[[ SUPPLIED RECORDS open ]]
PR #1944, opened 2023-02-11
Add new metric status PersistentError for L4 DualStack

panslava:
Report PersistentError if service is in Error after 20 minutes of
retries

Should be merged after NetLB Metrics https://github.com/kubernetes/ingress-gce/pull/1937

/assign cezarygerard

### DIFF
--- a/pkg/metrics/types.go
+++ b/pkg/metrics/types.go
@@ -78,10 +78,11 @@ type L4DualStackServiceStatus string
 const StatusSuccess = L4DualStackServiceStatus("Success")
 const StatusUserError = L4DualStackServiceStatus("UserError")
 const StatusError = L4DualStackServiceStatus("Error")
+const StatusPersistentError = L4DualStackServiceStatus("PersistentError")
 
-// L4DualStackServiceState defines ipFamilies, ipFamilyPolicy and status
-// of L4 ILB DualStack service
-type L4DualStackServiceState struct {
+// L4DualStackServiceLabels defines ipFamilies, ipFamilyPolicy and status
+// of L4 DualStack service
+type L4DualStackServiceLabels struct {
 	// IPFamilies stores spec.ipFamilies of Service
 	IPFamilies string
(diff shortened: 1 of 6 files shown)


pkg/metrics/types.go
```diff
@@ -78,20 +78,29 @@ type L4DualStackServiceStatus string
...
-type L4DualStackServiceState struct {
+// L4DualStackServiceLabels defines ipFamilies, ipFamilyPolicy and status
+// of L4 DualStack service
+type L4DualStackServiceLabels struct {
 	// IPFamilies stores spec.ipFamilies of Service
 	IPFamilies string
 	// IPFamilyPolicy specifies spec.IPFamilyPolicy of Service
 	IPFamilyPolicy string
-	// Status specifies status of L4 DualStack Service
+	// Status specifies status of L4 ILB DualStack
```
cezarygerard, line 90: ILB?

panslava: fixed

pkg/metrics/types.go
```diff
@@ -90,8 +91,16 @@ type L4DualStackServiceState struct {
 	Status L4DualStackServiceStatus
 }
 
+// L4DualStackServiceState defines ipFamilies, ipFamilyPolicy, status and tracks
+// FirstSyncErrorTime of L4 DualStack service
+type L4DualStackServiceState struct {
+	L4DualStackServiceLabels
+	// FirstSyncErrorTime specifies the time timestamp when the service sync ended up with error for the first time.
+	FirstSyncErrorTime *time.Time
```
cezarygerard, line 99: FirstSyncTime?
you always set it, not only when error happens

panslava: It is funny logic we have, but on every sync we initially set the service to Error state, and only on successfuly sync update it to success

That's why on every beggining on sync we also set FirstSyncErrorTime -- considering that service is in Error state

So I think we should keep the name

PR #1945, opened 2023-02-11
Add L4 DualStack Sync Latency metrics

panslava:
Add a new metric, similar to L4 ILB, NetLB Latency, which will report latencies if L4 DualStack enabled, with ipfamilies as a new label

Should be merged after https://github.com/kubernetes/ingress-gce/pull/1937

### DIFF
--- a/pkg/l4lb/metrics/metrics.go
+++ b/pkg/l4lb/metrics/metrics.go
@@ -27,8 +27,10 @@ const (
 	statusSuccess                                  = "success"
 	statusError                                    = "error"
 	L4ilbLatencyMetricName                         = "l4_ilb_sync_duration_seconds"
+	L4ILBDualStackLatencyMetricName                = "l4_ilb_dualstack_sync_duration_seconds"
 	L4ilbErrorMetricName                           = "l4_ilb_sync_error_count"
 	L4netlbLatencyMetricName                       = "l4_netlb_sync_duration_seconds"
+	L4NetLBDualStackLatencyMetricName              = "l4_netlb_dualstack_sync_duration_seconds"
 	L4netlbErrorMetricName                         = "l4_netlb_sync_error_count"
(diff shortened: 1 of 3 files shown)


pkg/l4lb/metrics/metrics.go
```diff
@@ -56,14 +59,24 @@ var (
 		},
 		l4LBSyncLatencyMetricsLabels,
 	)
+	l4ILBDualStackSyncLatency = prometheus.NewHistogramVec(
+		prometheus.HistogramOpts{
+			Name: L4ILBDualStackLatencyMetricName,
+			Help: "Latency of an L4 ILB DualStack Sync",
```
cezarygerard, line 65: maybe we can just use 
0.5,1,2,4,8 and so on?

the funny 0.9375s comes from extension of old buckets

pkg/l4lb/metrics/metrics.go
```diff
@@ -75,6 +88,16 @@ var (
 		},
 		l4LBSyncLatencyMetricsLabels,
 	)
+	l4NetLBDualStackSyncLatency = prometheus.NewHistogramVec(
+		prometheus.HistogramOpts{
+			Name: L4NetLBDualStackLatencyMetricName,
+			Help: "Latency of an L4 NetB DualStack Sync",
+			// custom buckets - [0.9375s, 1.875s, 3.75s, 7.5s, 30s, 60s, 120s, 240s(4min), 480s(8min), 960s(16m), 3840s(64min), 7680s(128m) +Inf]
```
cezarygerard, line 95: same, use 0.5, 1, 2...

pkg/l4lb/metrics/metrics.go
panslava: Agree, fixed

pkg/l4lb/metrics/metrics.go
panslava: Agree, fixed

PR #1946, opened 2023-02-11
configmapcontroller use the informer cache

aojea:
Instead of doing a Get to the apiserver use the informer cache


swetharepakula (commented):
/lgtm
/approve

PR #2694, opened 2024-10-01
Make NodeTopologyInformer only looks for cluster-wide CR

sawsa307:
/assign @gauravkghildiyal 
/assign @swetharepakula

### DIFF
--- a/pkg/context/context.go
+++ b/pkg/context/context.go
@@ -230,7 +230,9 @@ func NewControllerContext(
 
 	if flags.F.EnableMultiSubnetClusterPhase1 {
 		if nodeTopologyClient != nil {
-			context.NodeTopologyInformer = informernodetopology.NewNodeTopologyInformer(nodeTopologyClient, config.ResyncPeriod, utils.NewNamespaceIndexer())
+			context.NodeTopologyInformer = informernodetopology.NewFilteredNodeTopologyInformer(nodeTopologyClient, config.ResyncPeriod, utils.NewNamespaceIndexer(), func(listOptions *metav1.ListOptions) {
+				listOptions.FieldSelector = fmt.Sprintf("metadata.name=%s", flags.F.NodeTopologyCRName)
+			})
 		}
 	}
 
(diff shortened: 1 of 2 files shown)


sawsa307:
Discussed with @swetharepakula, we will make node topology CR name as a flag just in case we need to modify in the future.

pkg/context/context.go
```diff
@@ -230,7 +230,9 @@ func NewControllerContext(
 
 	if flags.F.EnableMultiSubnetClusterPhase1 {
 		if nodeTopologyClient != nil {
-			context.NodeTopologyInformer = informernodetopology.NewNodeTopologyInformer(nodeTopologyClient, config.ResyncPeriod, utils.NewNamespaceIndexer())
+			context.NodeTopologyInformer = informernodetopology.NewFilteredNodeTopologyInformer(nodeTopologyClient, config.ResyncPeriod, utils.NewNamespaceIndexer(), func(listOptions *metav1.ListOptions) {
+				listOptions.FieldSelector = fmt.Sprintf("metadata.name=%s", flags.F.NodeTopologyCRName)
```
mmamczur, line 234: so we'll have informer for one resource with this filter, right?

The only thing here to maybe figure out is to know what would happen if that CRD is not present in the cluster for whatever reason. Failing to start the controller is fine if we're ok with it but it's best to know what happens

gauravkghildiyal: Relevant reply from David regarding this dependency ordering: https://github.com/kubernetes/ingress-gce/pull/2675#issuecomment-2357534843

+1 to failing to start until CRD is not available (which may be possible when the cluster gets created for the first time  and NEG controller wins the race)

swetharepakula: One concern however is for any reason the component that ensures the CRD has to be rolled back, the NEG controller will also be stuck and require a flag change to start working (turning of MSC flags).

I think we need to think about have a fail-safe and make sure neg controller is able to do best effort and continue processing as if the flag was disabled (so only default subnet). We would also need a way to trigger allowing MSC again later when the CRD and CR is available

PR #2695, opened 2024-10-02
IPv6 NetLB - disallow using on standard tier network

08volt:
BUG FIX:

NetLB does not support IPv6 on standard tier network.
Whenever this config was used the real setup was silently using premium tier.


pkg/loadbalancers/forwarding_rules_ipv6.go
```diff
@@ -169,6 +169,12 @@ func (l4netlb *L4NetLB) ensureIPv6ForwardingRule(bsLink string) (*composite.Forw
 	netTier, isFromAnnotation := utils.GetNetworkTier(l4netlb.Service)
 	frLogger.V(2).Info("network tier for service", "networkTier", netTier, "isFromAnnotation", isFromAnnotation)
 
+	// IPv6 address is not supported for External Regional Network Load Balancing with Standard network tier.
```
mmamczur, line 172: add a test case for this

mmamczur: could even be something like https://github.com/kubernetes/ingress-gce/blob/a849580c343cad39882dbd4c504a12c33313bb99/pkg/loadbalancers/l4netlb_test.go#L738

so also you'd verify if it's user error (I see from you code that it will be but let's have a test)

08volt: fixed, thanks

PR #2697, opened 2024-10-08
Cherry pick the NEG syncer fix for the race condition when rapidly delete and create services.

ruixiansong:
* Ensure syncer for all the ports in newPorts to avoid syncers failed to start never starting again.
* Remove the ensure svcneg CR logic since it is included in ensure syncer.
/assgin @swetharepakula


swetharepakula (commented):
/lgtm
/approve

PR #2700, opened 2024-10-11
IPv6 NetLB - disallow using on standard tier network

08volt:
BUG FIX:

NetLB does not support IPv6 on standard tier network.
Whenever this config was used the real setup was silently using premium tier.

### DIFF
--- a/pkg/loadbalancers/l4netlb_test.go
+++ b/pkg/loadbalancers/l4netlb_test.go
@@ -442,17 +442,11 @@ func TestEnsureDualStackNetLBNetworkTierChange(t *testing.T) {
 	svc.Annotations[annotations.NetworkTierAnnotationKey] = "Standard"
 	l4NetLB := mustSetupNetLBTestHandler(t, svc, nodeNames)
 
-	// Ensure dualstack load balancer with Standard Network Tier and verify it synced successfully.
+	// Ensure dualstack load balancer with Standard Network Tier and verify it did not synced successfully.
 	result := l4NetLB.EnsureFrontend(nodeNames, svc)
-	if result.Error != nil {
-		t.Errorf("Failed to ensure loadBalancer, err %v", result.Error)
+	if _, ok := result.Error.(*utils.UnsupportedNetworkTierError); !ok {
+		t.Errorf("Expected error to be of type *utils.UnsupportedNetworkTierError, got %T", result.Error)
 	}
[[ SUPPLIED RECORDS closed ]]
THE TASK -
Starting at the line above that contains "l4NetLB := mustSetupNetLBTestHandler(t, svc, nodeNames)", repeat each line exactly up to and including the line that contains "result.Error != nil", and stop there.

ANSWER BELOW -
 	l4NetLB := mustSetupNetLBTestHandler(t, svc, nodeNames)
 
-	// Ensure dualstack load balancer with Standard Network Tier and verify it synced successfully.
+	// Ensure dualstack load balancer with Standard Network Tier and verify it did not synced successfully.
 	result := l4NetLB.EnsureFrontend(nodeNames, svc)
-	if result.Error != nil {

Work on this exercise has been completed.